Diese Methode zeigte auch, dass für Proben mit Deletionen in der mitochondrialen DNA eine gemischte Population von doppelt positiven Tröpfchen und Tröpfchen vorhanden ist, die nur für den nicht gelöschten Teil der DNA positiv sind. Diese Methode wurde erfolgreich verwendet, um die mitochondriale DNA-Kopienzahl pro Zelle in einer Vielzahl von Säugetierzellen, einschließlich Mauseizellen und primären embryonalen Zellen der Maus, zu zählen. Darüber hinaus wurde in Zellen mit hoher Deletionsheteroplasmie festgestellt, dass die Population, die für eine einzelne Sonde positiv war, signifikant größer war als die doppelt positive Population.

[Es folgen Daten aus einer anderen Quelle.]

PR #6, opened 2022-11-08
Feature/to opti

jduerholt:
This PR adds the functionality to create a serialized opti/problem config from a domain and testing of the interconversion.

A few notes:
- One could write the mapper in a cleaner way. As it is in principle code for legacy compatibility, I did not put too much effort in it. @bertiqwerty fine for you?
- A few things are currently not possible to map from problem to domain and vice versa. From my point critical is the direction problem to domain and we have to discuss how to handle them:
    - In opti/problem an output feature has always also a lower and upper bound. In bofire/domain, we do not have these currently for an ContinuousOutputFeature. Do you need it and should we add it?
    - we do not have output_constraints in bofire/domain. What should we do with this? In our case it is somehow mixed with the desirabilities. Perhaps we need to discuss this in more detail. In this context out IdentityOutputFeatures (Max and Min) do not have the `target` attribute as you in `Maximize`/`Minimize`. Btw: we always assume maximization within Everest when setting up the desirabilities. Hope this is fine for you. 
- Currently we do not map problem.optima and problem.f, this will be going in another class on top of domain, which has to be still created.

### DIFF
--- a/bofire/mappers/opti.py
+++ b/bofire/mappers/opti.py
@@ -99,13 +99,18 @@ def feature2objective(feature: OutputFeature):
             "type": "maximize",
         }
     if isinstance(feature.desirability_function, CloseToTargetDesirabilityFunction):
-        return {
+        d = {
             "name": feature.key,
             "type": "close-to-target",
-            "exponent": feature.desirability_function.exponent,
+            # "exponent": feature.desirability_function.exponent,
             "target": feature.desirability_function.target_value,
-            "tolerance": feature.desirability_function.tolerance,
+            # "tolerance": feature.desirability_function.tolerance,
         }
+        if feature.desirability_function.exponent != 1:
+            d["exponent"] = feature.desirability_function.exponent
+        if feature.desirability_function.tolerance != 0:
+            d["tolerance"] = feature.desirability_function.tolerance
+        return d
     else:
         raise ValueError(f"Unsupported feature type {feature.__class__.__name__}.")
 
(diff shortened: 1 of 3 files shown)


jduerholt:
@bertiqwerty : I know what the problem with the failing pipeline is. In the latest mopti release the cbo benchmarks are not present. So we have two possibilities. Either pushing the latest mopi version to pypi or removing them from the tests. What do you think?

bertiqwerty:
I think we should push the final opti version.

jduerholt:
Thanks. Any comments to my questions from above?

bertiqwerty:
> Thanks. Any comments to my questions from above?

I asked some colleagues. Let's see what they say.

WaStCo:
Hi @jduerholt,
* prototype for the mapper is fine for me.
* opti/problem output lower / upper bound is not a strict necessity afaict (but see next point).
* output_constraints is required, but as in our call, this is rather to be mapped to the the desirabilities.
  * Regarding the "somehow mixed with the desirabilities" - do you think that we should define / disentangle these further?
  * Regarding target optimization - do you always define the optimization function so that the target is inplicit prior to passing it to the optimizer? This would ease adding additional methods as only maximization is required while a prior module takes care of creating minimization / target objectives in the form of a maximization task, correct?
* Thus, maximization is fine, may be parsed by the mapper aswell if not by another function.
* Agree that another mapper class on top of the domain is required (and belongs there).

bertiqwerty:
Hi @jduerholt, @WaStCo, can we merge this?

bertiqwerty:
This continues here. https://github.com/experimental-design/bofire-converters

In Zellen mit Heteroplasmatik mit niedriger Deletion waren beide Populationen jedoch von ähnlicher Größe. Daher stellen genaue Ergebnisse immer sicher, dass die Tröpfchenerzeugung erfolgreich war und dass der Schwellenwert mithilfe der 1D- oder 2D-Amplitudenansicht entsprechend angewendet wurde. Unverwendetes Lysat kann für andere Einzelzellassays wie Pyrosequenzierung verwendet werden, die Einzelnukleotid-Polymorphismus-Heteroplasmen messen können.
Die Entwicklung dieser Technik hat es uns ermöglicht, genaue Messungen der mitochondrialen DNA-Kopienzahl und Deletionsheteroplasmie in einzelnen Zellen durchzuführen, was bisher nicht möglich war.